Electric current in a wire is measured in amperes (A), which denotes the flow of charge per unit time. With this specific problem, multiplying the current with the number of windings is essential since each loop contributes to the magnetic force. As a result, the entire coil experiences a magnetic force, which becomes significant when calculating torque. Understanding the current flow is key to predicting electromagnetic interactions such as magnetic force and torque.

Magnetic Field

The magnetic field plays a crucial role in the dynamics of the coil. In terms of physics, a magnetic field is a vector field that exerts force on moving electric charges, which in turn influences a current-carrying wire.

In our particular problem, the magnetic field is uniform and acts in the positive x-direction with a strength of 50.0 μT (microteslas).

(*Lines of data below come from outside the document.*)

PR #211, opened 2020-09-21
Improve `fetch_ban` to return None if the user ban is not found

### LINKED ISSUE #209: Differentiate not found entry from not found guild or user in `fetch_ban`
### Summary
Differentiate not found entry from not found guild or user in `fetch_ban`

### Problem
Unable to differentiate if the user is not found or if you just provided an unknown user/guild due to how discord implements this

### Ideal implementation
TBD

davfsa:
Also works on v8 of the REST

### Checklist

### Related issues
Close #209

### DIFF
--- a/hikari/api/rest.py
+++ b/hikari/api/rest.py
@@ -2329,7 +2329,7 @@ class RESTClient(traits.NetworkSettingsAware, abc.ABC):
         self,
         guild: snowflakes.SnowflakeishOr[guilds.PartialGuild],
         user: snowflakes.SnowflakeishOr[users.PartialUser],
-    ) -> guilds.GuildMemberBan:
+    ) -> typing.Optional[guilds.GuildMemberBan]:
         ...
 
     @abc.abstractmethod
--- a/hikari/impl/rest.py
+++ b/hikari/impl/rest.py
@@ -2095,9 +2095,20 @@ class RESTClientImpl(rest_api.RESTClient):
         self,
         guild: snowflakes.SnowflakeishOr[guilds.PartialGuild],
         user: snowflakes.SnowflakeishOr[users.PartialUser],
-    ) -> guilds.GuildMemberBan:
+    ) -> typing.Optional[guilds.GuildMemberBan]:
         route = routes.GET_GUILD_BAN.compile(guild=guild, user=user)
-        raw_response = await self._request(route)
+        try:
+            raw_response = await self._request(route)
+        except errors.NotFoundError as ex:
+            # Discord raises an error when the ban is not found.
+            # We simplify this for the user and only raise the
+            # NotFoundError if it is something else not being found.
+            json_body = typing.cast(data_binding.JSONObject, data_binding.load_json(ex.raw_body))
+            if json_body["code"] == 10026:
+                return None
+
+            raise
+
         response = typing.cast(data_binding.JSONObject, raw_response)
         return self._entity_factory.deserialize_guild_member_ban(response)
 
--- a/tests/hikari/impl/test_rest.py
+++ b/tests/hikari/impl/test_rest.py
@@ -43,6 +43,7 @@ from hikari import users
 from hikari.impl import entity_factory
 from hikari.impl import rest
 from hikari.impl import special_endpoints
+from hikari.utilities import data_binding
 from hikari.utilities import net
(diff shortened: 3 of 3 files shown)


hikari/impl/rest.py
```diff
@@ -2095,9 +2095,20 @@ async def fetch_ban(
...
         route = routes.GET_GUILD_BAN.compile(guild=guild, user=user)
-        raw_response = await self._request(route)
+        try:
+            raw_response = await self._request(route)
+        except errors.NotFoundError as ex:
+            # Discord raises an error when the ban is not found.
+            # We simplify this for the user and only raise the
+            # NotFoundError if it is something else not being found.
+            json_body = typing.cast(data_binding.JSONObject, data_binding.load_json(ex.raw_body))
+            if json_body["code"] == 10026:
```
nekokatt, line 2107: We should define an enum with this code in if we add any more in the future.

hikari/impl/rest.py
```diff
@@ -2095,9 +2095,20 @@ async def fetch_ban(
...
+    ) -> typing.Optional[guilds.GuildMemberBan]:
         route = routes.GET_GUILD_BAN.compile(guild=guild, user=user)
-        raw_response = await self._request(route)
+        try:
+            raw_response = await self._request(route)
+        except errors.NotFoundError as ex:
+            # Discord raises an error when the ban is not found.
+            # We simplify this for the user and only raise the
+            # NotFoundError if it is something else not being found.
+            json_body = typing.cast(data_binding.JSONObject, data_binding.load_json(ex.raw_body))
```
nekokatt, line 2106: Should we be doing this for other endpoints too, then?

I wonder if this is a little inconsistent with other endpoints, is all.

I wonder whether it would be worth adding an optional `type` field to `NotFoundError` instead so we can flag to the user what is missing.

Maybe something like uh...

```py
class NotFoundError(...):
    type: typing.Optional[typing.Type[typing.Any]]
```
and then
```py
if json_body["code"] == xxxx:
    raise NotFoundError(guilds.GuildMemberBan)
```
I'm not sure.

On the other hand, your way makes sense in my head. I'm just not sure if we should raise in some cases but not others. I'll have a ponder.

nekokatt: Actually, I think we should approach this differently.

We should get Discord to verify the basic format for exceptions, so we know it is behaviour we can use without risking it breaking. I'll assume we can only expect a code in it and should ignore anything else.

We should then add the JSON error code enum to errors.py. The code should then be an optional field on any HTTP exception. This will allow users to instead check the exact nature of the error and this will then be applicable to all endpoints.

I think that is the best way forwards with this. It would also possibly allow us to tidy up the str/repr for http errors.

hikari/api/rest.py
```diff
@@ -2329,7 +2329,7 @@ async def fetch_ban(
         self,
         guild: snowflakes.SnowflakeishOr[guilds.PartialGuild],
         user: snowflakes.SnowflakeishOr[users.PartialUser],
-    ) -> guilds.GuildMemberBan:
+    ) -> typing.Optional[guilds.GuildMemberBan]:
```
nekokatt, line 2332: You'd need to update your docs in the other PR then right?

nekokatt (changes requested):
I think we should instead parse the error codes in the HTTP error handler if possible and add an enum of all the JSON error codes, remembering that some may not be defined (best effort, fall back to raw int if unable to resolve?)

hikari/impl/rest.py
davfsa: Could do, but since this is the only one where this happens. One thing I thought about was maybe having a `code` property in the errors that will return the code. Will have a think 👍

hikari/api/rest.py
davfsa: Yea, at the time I did this commit I couldnt rebase to master. Its the reason I left it as a draft 😄

hikari/impl/rest.py
nekokatt: Special cases arent special enough to break the rules, right?

davfsa:
Blocked by #213

davfsa:
Have decided to go another way with this. Will open another pr with the changes :+1:

PR #213, opened 2020-09-21
Improve error str and added code + message

davfsa:
### Checklist

### Related issues
Unblocks #211

### DIFF
--- a/hikari/errors.py
+++ b/hikari/errors.py
@@ -198,19 +198,6 @@ class HTTPClientClosedError(HTTPError):
     """The error message."""
 
 
-_message_default_factory = attr.Factory(
-    lambda self: f"{self.status}: {self.raw_body}" if self.reason is None else self.reason, takes_self=True
-)
-
-
-@attr.s(auto_exc=True, slots=True, repr=False, weakref_slot=False)
-class HTTPErrorResponse(HTTPError):
-    """Base exception for an erroneous HTTP response."""
-
-    url: str = attr.ib()
-    """The URL that produced this error message."""
-
-
 @attr.s(auto_exc=True, slots=True, repr=False, weakref_slot=False)
 class HTTPResponseError(HTTPError):
     """Base exception for an erroneous HTTP response."""
@@ -227,27 +214,30 @@ class HTTPResponseError(HTTPError):
     raw_body: typing.Any = attr.ib()
     """The response body."""
 
-    reason: typing.Optional[str] = attr.ib(default=None)
-    """The error reason. If `builtins.None`, will generate one automatically."""
-
-    message: str = attr.ib(default=_message_default_factory, init=False)
+    message: str = attr.ib(default="")
     """The error message."""
 
+    code: int = attr.ib(default=0)
+    """The error code."""
+
     def __str__(self) -> str:
-        try:
-            raw_body = self.raw_body.decode("utf-8")
-        except (AttributeError, UnicodeDecodeError):
-            raw_body = str(self.raw_body)
-
-        chomped = len(raw_body) > 200
-
         if isinstance(self.status, http.HTTPStatus):
             name = self.status.name.replace("_", " ").title()
             name_value = f"{name} {self.status.value}"
         else:
             name_value = str(self.status).title()
 
-        return f"{name_value}: {raw_body[:200]}{'...' if chomped else ''} for {self.url}"
+        if self.message:
+            body = self.message
+        else:
+            try:
+                body = self.raw_body.decode("utf-8")
+            except (AttributeError, UnicodeDecodeError, TypeError, ValueError):
+                body = str(self.raw_body)
+
+        chomped = len(body) > 200
+
+        return f"{name_value}: '{body[:200]}{'...' if chomped else ''}' for {self.url}"
 
 
 @attr.s(auto_exc=True, slots=True, repr=False, weakref_slot=False)
@@ -266,9 +256,6 @@ class BadRequestError(ClientHTTPResponseError):
     status: http.HTTPStatus = attr.ib(default=http.HTTPStatus.BAD_REQUEST, init=False)
     """The HTTP status code for the response."""
 
-    message: str = attr.ib(default=_message_default_factory, init=False)
-    """The error message."""
-
 
 @attr.s(auto_exc=True, slots=True, repr=False, weakref_slot=False)
 class UnauthorizedError(ClientHTTPResponseError):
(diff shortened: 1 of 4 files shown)


hikari/errors.py
```diff
@@ -227,27 +214,31 @@ class HTTPResponseError(HTTPError):
...
+            body = self.message
+        else:
+            try:
+                body = self.raw_body.decode("utf-8")
+            except (AttributeError, UnicodeDecodeError):
+                body = str(self.raw_body)
+
+        chomped = len(body) > 200
+
+        return f"{name_value}: '{body[:200]}{'...' if chomped else ''}' for {self.url}"
```
nekokatt, line 241: smart

nekokatt (dismissed):

hikari/errors.py
```diff
@@ -227,27 +214,31 @@ class HTTPResponseError(HTTPError):
...
     """The error message."""
 
-    def __str__(self) -> str:
-        try:
-            raw_body = self.raw_body.decode("utf-8")
-        except (AttributeError, UnicodeDecodeError):
-            raw_body = str(self.raw_body)
-
-        chomped = len(raw_body) > 200
+    code: typing.Union[int] = attr.ib(default=0)
```
FasterSpeeding, line 221: union int?

davfsa: Oh, my bad, I used to have another thing there, will fix :sweat_smile:

hikari/errors.py
```diff
@@ -227,27 +214,31 @@ class HTTPResponseError(HTTPError):
     raw_body: typing.Any = attr.ib()
     """The response body."""
 
-    reason: typing.Optional[str] = attr.ib(default=None)
-    """The error reason. If `builtins.None`, will generate one automatically."""
-
-    message: str = attr.ib(default=_message_default_factory, init=False)
+    # We want to make it optional here, so ignore mypy complaining
+    message: typing.Optional[str] = attr.ib(default=None)  # type: ignore[assignment]
```
nekokatt, line 218: This is bad. It breaks typesafety by messing up the contract on the supertype.

We really shouldn't be doing this, cause you'll get an HttpError and expect the message to be a string when you catch it, and youll get None instead.

nekokatt (dismissed):

hikari/errors.py
davfsa: Didn't think about that, will set it to `""` instead of None as a default

nekokatt: Why not default to a generic message?

davfsa: This is done in `__str__` anyway, so really no need to complicate it even further and make initializing a error slower :)

hikari/errors.py
```diff
@@ -227,27 +214,30 @@ class HTTPResponseError(HTTPError):
...
         else:
             name_value = str(self.status).title()
 
-        return f"{name_value}: {raw_body[:200]}{'...' if chomped else ''} for {self.url}"
+        if self.message:
+            body = self.message
+        else:
+            try:
+                body = self.raw_body.decode("utf-8")
+            except (AttributeError, UnicodeDecodeError):
```
FasterSpeeding, line 235: This is probably a non-issue but seeing as raw_body is typed as any, we don't have any guarantee that if it has a "decode" method it'll be compatible with that call signature, was wondering if it might be worth it also catching TypeError and ValueError here to cover every case

hikari/utilities/net.py
```diff
@@ -39,18 +39,24 @@ async def generate_error_response(response: aiohttp.ClientResponse) -> errors.HT
...
+        cls = errors.BadRequestError
+    elif response.status == http.HTTPStatus.UNAUTHORIZED:
+        cls = errors.UnauthorizedError
+    elif response.status == http.HTTPStatus.FORBIDDEN:
+        cls = errors.ForbiddenError
+    elif response.status == http.HTTPStatus.NOT_FOUND:
+        cls = errors.NotFoundError
+
+    if cls is not None:
+        json_body = await response.json()
```
FasterSpeeding, line 54: Will this be reached and error out if we hit a cloudflare error? (might be worth it defaulting the expected json body fields to "Unknown"

hikari/utilities/net.py
```diff
@@ -39,18 +39,24 @@ async def generate_error_response(response: aiohttp.ClientResponse) -> errors.HT
...
+        # False positive
+        return cls(real_url, response.headers, raw_body, json_body["message"], json_body["code"])  # type: ignore[call-arg]
```
FasterSpeeding, line 56: which rest api version are we targetting here? I'm not sure about v7 and v8 but I know for sure that not all sane error response will have "message" and "code" in their body on v6 (a good example of this is when you try to pass an invalid embed on create message or execute webhook)

hikari/utilities/net.py
davfsa: This wont get reached since a cloudfare error will not return any of the status there is above

hikari/utilities/net.py
davfsa: The docs state that all the errors will include a `code` and `message` along with the status. Will have a look at those exceptions you said

FasterSpeeding: The docs sate "an also return more detailed error codes" where emphasis should be put on the usage of "can" as opposed to "will", there's no real guarantee there

hikari/errors.py
davfsa: Will add them for good measure :+1:

hikari/utilities/net.py
davfsa: Ok, will change so that it doesnt assume that they send `message` nor `code` and will also fix the other thing you pointed out with cloudfare

hikari/utilities/net.py
FasterSpeeding: Well, you're also covering 400 here which in-theory shouldn't ever be hit if we have enough checks on our end but in rare cases you can get a 400 from services in-between us and and Discord. I can think of two cases of this off the top of my head, when you try to include a payload in a GET request (google will response here) and If you made a request that was too large (I'm sure you get this if the url is too long and that'd likely be caused by including too many elements in a query string but haven't tested to see how this behaves with payload size).

FasterSpeeding (approved):
LGTM

FasterSpeeding (approved):
Assuming those tests pass, LGTM 2 electric-boogaloo

FasterSpeeding (approved):
All work and no play makes Johnny Look Good To Me

nekokatt (approved):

This means that the magnetic field's strength is constant and aligned along the x-axis. This alignment is crucial because it affects how the forces are applied to the coil. When the field is perpendicular to the current, it results in maximum force, which is core to the calculation of torque. Understanding the direction and magnitude of the magnetic field helps in determining how it interacts with the wire's current to produce rotational effects, or torque.

Rectangular Coil

A rectangular coil is essentially a loop of wire in a rectangular shape, often used to illustrate electromagnetic principles. In this exercise, our coil features two sides that are parallel to the y-axis and two sides parallel to the x-axis, with lengths of 8.00 cm and 6.00 cm respectively.

Rectangular coils are ideal for educational demonstrations because their geometry allows straightforward calculations and predictable behavior in magnetic fields. In this example, it's vital to recognize that the coil's sides parallel to the x-axis will encounter different forces compared to those parallel to the y-axis, primarily due to their orientation relative to the magnetic field. Understanding this geometry helps simplify complex electromagnetic calculations by focusing on the active components of the coil in the presence of the field.

Torque Calculation

Calculating torque in this scenario involves understanding how forces interact with the coil. Torque is a measure of the rotational force acting on an object and is calculated as the product of force and the distance from the pivot point.

In our situation, the torque on the coil arises from the magnetic force exerted on the sides of the coil that are parallel to the x-axis. The formula for calculating torque (τ) is given by \( au = r \times F\), where \(r\) is the distance from the pivot (in this case, half the side length of the rectangular coil), and \(F\) is the force calculated using \(F = nIBl_y\sin \theta\).
In this problem, because \( heta = 90^{\circ} \), the sine component equals 1, leading to the maximum possible force. Finally, since both sides parallel to x-axis contribute to torque, we double the calculated torque for one side to find the total, arriving at a torque value of \(9.6 \times 10^{-7} \,\text{N}\cdot\text{m}\). This value tells us the torque required to hold the coil steady in the magnetic field.